- Type: Geological formation
- Overlies: Unconformity with Kumtax Formation

Lithology
- Primary: Red or variegated sandstone
- Other: Mudstone

Location
- Coordinates: 43°06′N 91°48′E﻿ / ﻿43.1°N 91.8°E
- Approximate paleocoordinates: 39°36′N 82°48′E﻿ / ﻿39.6°N 82.8°E
- Region: Xinjiang
- Country: China
- Extent: Turpan Basin

Type section
- Named by: Dong Zhiming
- Year defined: 1977
- Subashi Formation (Bayingolin)

= Subashi Formation =

Geologic formation in China

The Subashi Formation (苏巴什组) is a Late Cretaceous (Campanian to Maastrichtian) formation from the Xinjiang Autonomous Region of western China.
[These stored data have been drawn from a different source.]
PR #9558, opened 2018-01-25
Signum with grad compression

yuxiangw:
## Description ##
Added a new grad compression scheme.
It keeps track of the momentum on every worker and sends the sign vector of the momentum.
This is a somewhat hacky version of doing distributed version of the Signum optimizer: https://github.com/apache/incubator-mxnet/pull/9220

### Essentials ###
- [x] Passed code style checking (`make lint`)
- [ ] Changes are complete (i.e. I finished coding on this PR)
- [ ] All changes have test coverage:
- Unit tests are added for small changes to verify correctness (e.g. adding a new operator)
- Nightly tests are added for complicated/long-running ones (e.g. changing distributed kvstore)
- Build tests will be added for build configuration changes (e.g. adding a new build option with NCCL)
- [ ] Code is well-documented: 
- For user-facing API changes, API doc string has been updated. 
- For new C++ functions in header files, their functionalities and arguments are documented. 
- For new examples, README.md is added to explain the what the example does, the source of the dataset, expected performance on test set and reference to the original paper if applicable
- [ ] To the my best knowledge, examples are either not affected by this change, or have been fixed to be compatible with this change

### Changes ###
- [ ] Feature1, tests, (and when applicable, API doc)
- [ ] Feature2, tests, (and when applicable, API doc)

## Comments ##
- If this change is a backward incompatible change, why must this change be made.
- Interesting edge cases to note here

PR #8662, opened 2017-11-15
2bit gradient compression

rahul003:
## Description ##
Implements 2bit gradient compression by quantizing each value in gradient array to 2bits using user specified threshold. Shows about 2x speedup on large models with components like fully connected layers, and LSTM layers.

@eric-haibin-lin @cjolivier01 @anirudh2290 @reminisce 

### Important files to review
GC : gc-inl.h, gc.cc
KVStore local: comm.h
KVStore dist : kvstore_dist.h, kvstore_dist_server.h
Documentation about gradient compression: kvstore.py

### Essentials ###
- [x] Passed code style checking (`make lint`)
- [x] Changes are complete (i.e. I finished coding on this PR)
- [x] All changes have test coverage
- [x] For user-facing API changes, API doc string has been updated.
- [x] To my best knowledge, examples are either not affected by this change, or have been fixed to be compatible with this change

### Changes ###
- [x] Gradient compression class
- [x] Reduce operation in kvstore_local / comm.h
- [x] Distributed kvstore changes at worker and server
- [x] Tests for local kvstore, distributed kvstore with predefined and random data. The results have been compared with expected values by implementing this logic in python.
- [x] API changes for Kvstore, Module and Trainer in python
- [x] Addressed comments from last PR

### Problem 
When training large scale deep learning models especially with distributed training, communication becomes a bottleneck for networks whose computation is not high compared to the communication. 

### Approach
We can compress the gradients by considering only those elements that exceed a threshold. Only these elements are encoded and sent. The elements of the gradient that are near zero can safely be delayed by aggregating them in a residual array. When the updated residual with gradient of next iterations exceed the threshold, these values are sent. Effectively these values are updated at a lower frequency. 
On the receiver's end we decompress the data and use the decompressed weights.
Specifically in this PR, 2bit quantization has been implemented.

### Two bit quantization
Any positive value greater than or equal to the threshold is set to one value (say 11), any negative value whose absolute value is greater or equal to the threshold is set to second value (say 10), and others are set to third value (say 0). We need three values to represent data in this fashion and hence two bits. We understand this leads to one bit going waste, but that's an optimization to be done later. The error in quantization is accumulated as residual and carried over to the next iterations. This is added in the next iteration to the gradient before quantizing. 
An example below with thresholds of -2.0 and 2.0. 
This format leads to the reduction of gradient size by 1/16th.
Quantization at work

### Format of compressed gradient
Eac element, represents upto 16 elements in the original array. For the example above, we get an element whose binary representation is 
[...]

PR #17952, opened 2020-04-01
[v1.x][KVStore]1Bit gradient compression

shuo-ouyang:
## Description ##
Added 1bit gradient compression implementation which has similar speedup with 2bit compression. It works with a threshold, values in gradient above the threshold will be quantized to +1, while values below the threshold will be quantizaed to -1. Different with 2bit compression, this implementation of 1bit supports zero threshold. In addition, 1bit compression seems perform better than the current implentation of 2bit compression when batch size increase.

### Important files to review ###
gradient_compression-inl.h
gradient_compression.cc

### Test accuracy of ResNet110 on cifar10 with 1/2/4 workers ###
each worker is equipped with 4 Tesla V100 GPUs
training command: 
```python
python /mxnet/tools/launch.py --launcher ssh -H hosts -n 4 python train_cifar10.py \
--num-epochs 200 --mode hybrid --num-gpus 4 -j 8 --batch-size 128 --wd 0.0001 \
--lr 0.1 --lr-decay 0.1 --lr-decay-epoch 100,150 --model cifar_resnet20_v1 \
--kv-store dist_sync_device --gc-type 1bit --gc-threshold 0 
```
#### 1worker
resnet20_test

#### 2workers
resnet20_test

#### 4workers
resnet20_test

#### 4workers, update_on_kvstore=false
resnet20_test

#### train perplexity
lstm_train

#### test perplexity
lstm_test

### Throughput 
In this part, we use example/imageclassification/benchmark.py to evaluate the performance of gradient compression. We have tried our best to optimize the kernel function of gradient compression operations. In the original kernel function, each thread manipulates 32 bits (4 bytes) of compressed gradients, whereas in our kernel function, each thread writes 8 bits (1 byte) at once. The difference between the original and our implementations are follows.

original kernel implementation:
```c++
struct quantize_2bit {
  MSHADOW_XINLINE static void Map(int out_block_id,
                                  int original_size,
                                  float *out,
                                  float *grad,
                                  float *residual,
                                  const float neg_threshold,
                                  const float pos_threshold) {
    // this block contains the compressed representation of
    // upto 16 values starting from out_block_id*16
    float *compr_block = out + out_block_id;
    // init to 0
    *compr_block = 0;
    // start and end are indices in original grad array
    const int start = out_block_id << 4;
    const int end = (start + 16 <= original_size) ? start + 16 : original_size;
    // cast as char* to manipulate bits of float addresses
    char *block_ptr = reinterpret_cast < char * > (compr_block);
    // masks to set bits when value meets pos_threshold
    // 0xc0 is mask when value is to be represented by the first two bits in a char*
    // 0xc0 means first two bits are set to 11
    const uint8_t posbits[] = {0xc0, 0x30, 0x0c, 0x03};
    // masks to set bits when value meets neg_threshold
    const uint8_t negbits[] = {0x80, 0x20, 0x08, 0x02};
    for (int i = start; i < end; i++) {
      // adds offset to reach appropriate byte
      char *curr_byte = block_ptr + ((i - start) >> 2);
      // adds gradient to existing residual to get updated grad
      residual[i] += grad[i];
      if (residual[i] >= pos_threshold) {
        // set data to 11
        *curr_byte |= posbits[(i & 3)];
        // reduce residual by pos_threshold
        residual[i] -= pos_threshold;
      } else if (residual[i] <= neg_threshold) {
        // set data to 10
        *curr_byte |= negbits[(i & 3)];
        residual[i] -= neg_threshold;
      }
    }
  }
};
```

our kernel implementation:
```c++
struct quantize_2bit {
  MSHADOW_XINLINE static void Map(int out_byte_id,
                                  int original_size,
                                  float *out,
                                  float *grad,
                                  float *residual,
                                  const float neg_threshold,
                                  const float pos_threshold) {
    // this block contains the compressed representation of
    // upto 4 values starting from (char*)out + out_byte_id
    char *compr_byte = reinterpret_cast<char *>(out) + out_byte_id;
    // init to 0
    *compr_byte = 0;
    // start and end are indices in original grad array
    const int start = out_byte_id << 2;
    const int end = (start + 4 <= original_size) ? start + 4 : original_size;

    // masks to set bits when value meets pos_threshold
    // 0xc0 is mask when value is to be represented by the first two bits in a char*
    // 0xc0 means first two bits are set to 11
    const uint8_t posbits[] = {0xc0, 0x30, 0x0c, 0x03};
    // masks to set bits when value meets neg_threshold
    const uint8_t negbits[] = {0x80, 0x20, 0x08, 0x02};
    for (int i = start; i < end; i++) {
      // adds gradient to existing residual to get updated grad
      residual[i] += grad[i];
      if (residual[i] >= pos_threshold) {
        // set data to 11
        *compr_byte |= posbits[(i & 3)];
        // reduce residual by pos_threshold
        residual[i] -= pos_threshold;
      } else if (residual[i] <= neg_threshold) {
        // set data to 10
        *compr_byte |= negbits[(i & 3)];
        residual[i] -= neg_threshold;
      }
    }
  }
};
```
Our optimized implementation performs well when use multiple GPUs on a single machine. Here is a benchmark test of the VGG16 model on a 4 GPUs machine (unit: samples/sec).
| VGG16 | original | our  |
|---|---|---|
| onebit  | ~626  | ~752  |
| twobit | ~705  | ~761  |
| baseline | ~564 ||

**However, our implementation works not well when the compression operator is lunched on the CPU, especially when we use multiple nodes and set `kvstore=dist_sync`.** Under such circumstance, our new implementation may lead to a little throughput reduction. IMHO, one possible solution is adopting different kernel functions for CPU and GPU respectively. In other words, we can use the original kernel for CPU compression operation while the new kernel for GPU operation (still working in process...).

The following are benchmark tests of AlexNet and Resnet-50 on a cluster with at most 4 nodes.
#### Alexnet, batch size=128 on each GPU, dist_sync_device

alexnet-speed

#### ResNet-50, batch size=128 on each GPU, dist_sync_device
resnet50-speed

more performance test will be released recently...

### Related issue or pr ###
signum with grad compression #9558
2bit gradient compression #8662

### Reference ###
[Seide F, Fu H, Droppo J, et al. 1-bit stochastic gradient descent and its application to data-parallel distributed training of speech dnns](https://www.microsoft.com/en-us/research/wp-content/uploads/2016/02/IS140694.pdf)

### Essentials ###

### Changes ###

## Comments ##

### DIFF
--- a/src/kvstore/gradient_compression.cc
+++ b/src/kvstore/gradient_compression.cc
@@ -41,8 +41,10 @@ void GradientCompression::SetParams(const std::vector<std::pair<std::string, std
                                     & kwargs) {
   GradientCompressionParam params;
   params.InitAllowUnknown(kwargs);
-  CHECK_GT(params.threshold, 0) << "threshold must be greater than 0";
-  if (params.type == "2bit") {
+  if (params.type == "1bit") {
+    SetOneBitCompression(params.threshold);
+  } else if (params.type == "2bit") {
+    CHECK_GT(params.threshold, 0) << "threshold must be greater than 0 for two bit compression";
     SetTwoBitCompression(params.threshold);
   } else {
     LOG(FATAL) << "Unknown type for gradient compression " << params.type;
@@ -55,6 +57,11 @@ CompressionType GradientCompression::get_type() {
 
 std::string GradientCompression::get_type_str() {
   return std::to_string(static_cast<int>(type_));
+}
+
+void GradientCompression::SetOneBitCompression(const float threshold) {
+  type_ = CompressionType::kOneBit;
+  threshold_ = threshold;
 }
 
 void GradientCompression::SetTwoBitCompression(const float threshold) {
@@ -83,7 +90,9 @@ void GradientCompression::DecodeParams(const std::string &s) {
 }
 
 int GradientCompression::GetCompressionFactor() {
-  if (type_ == CompressionType::kTwoBit) {
+  if (type_ == CompressionType::kOneBit) {
+    return 32;
+  } else if (type_ == CompressionType::kTwoBit) {
     return 16;
   } else {
     LOG(FATAL) << "Unsupported compression type: " << get_type_str();
@@ -106,16 +115,34 @@ void GradientCompression::Quantize(const mxnet::NDArray &from, mxnet::NDArray *t
   const int a = from.ctx().dev_mask();
   const int b = to->ctx().dev_mask();
   const float threshold = threshold_;
-  if (type_ == CompressionType::kTwoBit) {
-    if (a == mshadow::cpu::kDevMask && b == mshadow::cpu::kDevMask) {
+  if (a == mshadow::cpu::kDevMask && b == mshadow::cpu::kDevMask) {
+    if (type_ == CompressionType::kOneBit) {
+      mxnet::Engine::Get()->PushSync([from, to, residual, threshold](mxnet::RunContext ctx) {
+        std::vector<mxnet::TBlob> inputs = {from.data(), residual->data(), to->data()};
+        Quantize1BitImpl(ctx.get_stream<mshadow::cpu>(), inputs, threshold);
+      }, from.ctx(), {from.var()}, {to->var(), residual->var()},
+      mxnet::FnProperty::kNormal, priority, "QuantizeCPU");
+    } else if (type_ == CompressionType::kTwoBit) {
       mxnet::Engine::Get()->PushSync([from, to, residual, threshold](mxnet::RunContext ctx) {
         std::vector<mxnet::TBlob> inputs = {from.data(), residual->data(), to->data()};
         Quantize2BitImpl(ctx.get_stream<mshadow::cpu>(), inputs, threshold);
       }, from.ctx(), {from.var()}, {to->var(), residual->var()},
       mxnet::FnProperty::kNormal, priority, "QuantizeCPU");
     } else {
+      LOG(FATAL) << "Unsupported quantization of type " << get_type_str();
+    }
+  } else {
+    if (a == mshadow::gpu::kDevMask && b == mshadow::gpu::kDevMask) {
 #if MXNET_USE_CUDA
-      if (a == mshadow::gpu::kDevMask && b == mshadow::gpu::kDevMask) {
+      if (type_ == CompressionType::kOneBit) {
+        mxnet::Engine::Get()->PushSync([from, to, residual, threshold](mxnet::RunContext ctx) {
+          std::vector<mxnet::TBlob> inputs = {from.data(), residual->data(), to->data()};
+          Quantize1BitImpl(ctx.get_stream<mshadow::gpu>(), inputs, threshold);
+          // Wait GPU kernel to complete
+          ctx.get_stream<mshadow::gpu>()->Wait();
+        }, from.ctx(), {from.var()}, {to->var(), residual->var()},
+        mxnet::FnProperty::kNormal, priority, "QuantizeGPU");
+      } else if (type_ == CompressionType::kTwoBit) {
         mxnet::Engine::Get()->PushSync([from, to, residual, threshold](mxnet::RunContext ctx) {
           std::vector<mxnet::TBlob> inputs = {from.data(), residual->data(), to->data()};
           Quantize2BitImpl(ctx.get_stream<mshadow::gpu>(), inputs, threshold);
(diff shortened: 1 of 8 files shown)


shuo-ouyang:
@mxnet-bot run ci [unix-gpu, centos-gpu]

shuo-ouyang:
@mxnet-bot run ci [unix-gpu]

shuo-ouyang:
@mxnet-label-bot add [KVStore, Distributed]

wkcn:
@mxnet-bot run ci [unix-gpu]

shuo-ouyang:
@wkcn Thanks for your help and support. To be honest, I am not familiar with jenkins workflow, and I dont know why some checks are failed when only one whitespace was deleted in code comments.

wkcn:
@shuo-ouyang It is not related to the code. The reason is that the CI is unstable now.

shuo-ouyang:
@wkcn I get it, thanks!

wkcn:
Hi @rahul003 , could you please help take a review? Thank you!

shuo-ouyang:

wkcn:
Hi @eric-haibin-lin and @szha , could you please help take a reivew?

Thank you!

szha:
@mxnet-bot run ci [all]

wkcn:
Hi @eric-haibin-lin , could you please help take a review?
The PR is related to gradient compression.

Thank you!

wkcn:
Hi @szha , could the PR be merged ?
There seems to be no other committer reviewing this PR, and the PR has been blocked for about 3 months.
The author provides the detailed training result, and I had reviewed the code.

szha:
@wkcn since @eric-haibin-lin recently updated the kvstore interface, it would be best to have a review from him.

@eric-haibin-lin can you help?

szha:
@shuo-ouyang looks like cpp lint failed. You can reproduce it locally with
```
ci/build.py -R --docker-registry mxnetci --platform ubuntu_cpu --docker-build-retries 3 --shm-size 500m /work/runtime_functions.sh sanity_cpp
```

shuo-ouyang:
> @shuo-ouyang looks like cpp lint failed. You can reproduce it locally with
> 
> ```
> ci/build.py -R --docker-registry mxnetci --platform ubuntu_cpu --docker-build-retries 3 --shm-size 500m /work/runtime_functions.sh sanity_cpp
> ```

Sorry, cannot run it on my windows...

szha:
Here are the error messages in the sanity check link
```
[2020-08-09T05:50:42.728Z] =====383/384 cpp-header files passed check=====
[2020-08-09T05:50:42.728Z] src/kvstore/gradient_compression-inl.h: 1 Errors of 1 Categories map={'whitespace': 1}
[2020-08-09T05:50:42.728Z] =====648/649 cpp-source files passed check=====
[2020-08-09T05:50:42.728Z] src/kvstore/gradient_compression.cc: 1 Errors of 1 Categories map={'whitespace': 1}
```

shuo-ouyang:
> What is the end2end speedup when using the 1bit compressor?
> The accuracy drop on resnet20 is also very significant..

Well, in our current experiments (ResNet-20 and ResNet-110 trained on CIFAR-10 dataset), 1bit compressor can achieve similar speed up with an adequate model accuracy compared with 2bit compressor. But CIFAR-10 is a small toy dataset, we will run more experiments on ImageNet dataset and compare these two compressors.

shuo-ouyang:
@eric-haibin-lin 
Very sorry for delayed response...The experiment results are updated, please check it.

src/kvstore/gradient_compression.cc
```diff
@@ -124,14 +151,14 @@ void GradientCompression::Quantize(const mxnet::NDArray &from, mxnet::NDArray *t
         }, from.ctx(), {from.var()}, {to->var(), residual->var()},
         mxnet::FnProperty::kNormal, priority, "QuantizeGPU");
       } else {
-        LOG(FATAL) << "unknown device mask";
+        LOG(FATAL) << "Unsupported quantization of type " << get_type_str();
       }
+    } else {
+      LOG(FATAL) << "unknown device mask";
```
szha, line 157: log what devices are recieved.

src/kvstore/gradient_compression.cc
```diff
@@ -142,35 +169,52 @@ void GradientCompression::Dequantize(const mxnet::NDArray &from, mxnet::NDArray
...
       } else {
-        LOG(FATAL) << "unknown device mask";
+        LOG(FATAL) << "Unsupported dequantization of type " << get_type_str();
       }
+    } else {
+      LOG(FATAL) << "unknown device mask";
+    }
 #else
-      LOG(FATAL) << MXNET_GPU_NOT_ENABLED_ERROR;
+    LOG(FATAL) << MXNET_GPU_NOT_ENABLED_ERROR;
```
szha, line 214: if GPU is not enabled and a wrong device type is received here that is neither gpu nor cpu, this error would be confusing. "gpu not enabled" error only makes sense to users when the input contexts are on gpu.

shuo-ouyang: Thanks for your review. We will solve it as soon as possible.

szha:
The results show that the 2-bit compression results in test perplexity higher than 1-bit compression, which seems surprising. Any explanation on why it's the case?

shuo-ouyang:
The reason may be that the onebit quantizer can exactly capture the direction (sign) of each element in gradients when the threshold is 0, whereas twobit quantizer cannot due to its limination (threshold != 0). By the way, the previous results are trained with additional code modification about error feedback part, which may lead to counterintuitive results. We have corrected them and uploaded the right results.

szha (approved):
Thanks for the explanation. The change looks good to me.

Initially described by Dong Zhiming in 1977, the formation contains remains of Tarbosaurus which were initially described as a separate taxon Shanshanosaurus huoyanshanensis. Remains of a sauropod, likely Nemegtosaurus, and a hadrosaurid, likely Jaxartosaurus, have also been found.

The formation is located in the Flaming Mountains region of Xinjiang, north of the Turpan Depression. It is not far from Lianmuqin Town of Shanshan County, and is presumably named after the village of Subashi, which is located some 15 km to the west of Lianmuqin, in Tuyugou Township (吐峪沟乡).

== Fossil content ==
The following fossils were reported from the formation:

| Taxon | Reclassified taxon | Taxon falsely reported as present | Dubious taxon or junior synonym | Ichnotaxon | Ootaxon | Morphotaxon |

=== Dinosaurs ===

==== Ornithischians ====

Ornithischians of the Subashi Formation
| Genus | Species | Location | Stratigraphic position | Material | Notes | Images |
| Euoplocephalus | E. tutus | Shanshan County, Xinjiang, China | Campanian to Maastrichtian |  | A ankylosaurin ankylosaurine |  |
| Jaxartosaurus | J. fuyunensis | Shanshan County, Xinjiang, China | Campanian to Maastrichtian |  | A lambeosaurine hadrosaurid |  |

==== Sauropods ====

Sauropods of the Subashi Formation
| Genus | Species | Location | Stratigraphic position | Material | Notes | Images |
| Nemegtosaurus | N. pachi | Shanshan County, Xinjiang, China | Campanian to Maastrichtian | Teeth | A nemegtosaurid titanosaur |  |
| Titanosauridae Indet. | Indeterminate | Shanshan County, Xinjiang, China | Campanian to Maastrichtian |  | A titanosaurid lithostrotian |  |

==== Theropods ====

Theropods of the Subashi Formation
| Genus | Species | Location | Stratigraphic position | Material | Notes | Images |
| Coelurosauria Indet. | Indeterminate | Shanshan County, Xinjiang, China | Campanian to Maastrichtian |  | A coelurosaurian theropod |  |
| Tarbosaurus | T. baatar | Shanshan County, Xinjiang, China | Campanian to Maastrichtian |  | A giant tyrannosaurin tyrannosaurine |  |

=== Turtles ===

Turtles of the Subashi Formation
| Genus | Species | Location | Stratigraphic position | Material | Notes | Images |
| Gravemys | G. hutchisoni | Shanshan County, Xinjiang, China | Campanian to Maastrichtian |  | A lindholmemydid turtle |  |

=== Oofossils ===

Oofossils of the Subashi Formation
| Genus | Species | Location | Stratigraphic position | Material | Notes | Images |
| Ovaloolithus | O. turpanensis | Shanshan County, Xinjiang, China | Campanian to Maastrichtian |  | Likely laid by hadrosaurs or other ornithopods |  |

== See also ==
- Subashi (lost city)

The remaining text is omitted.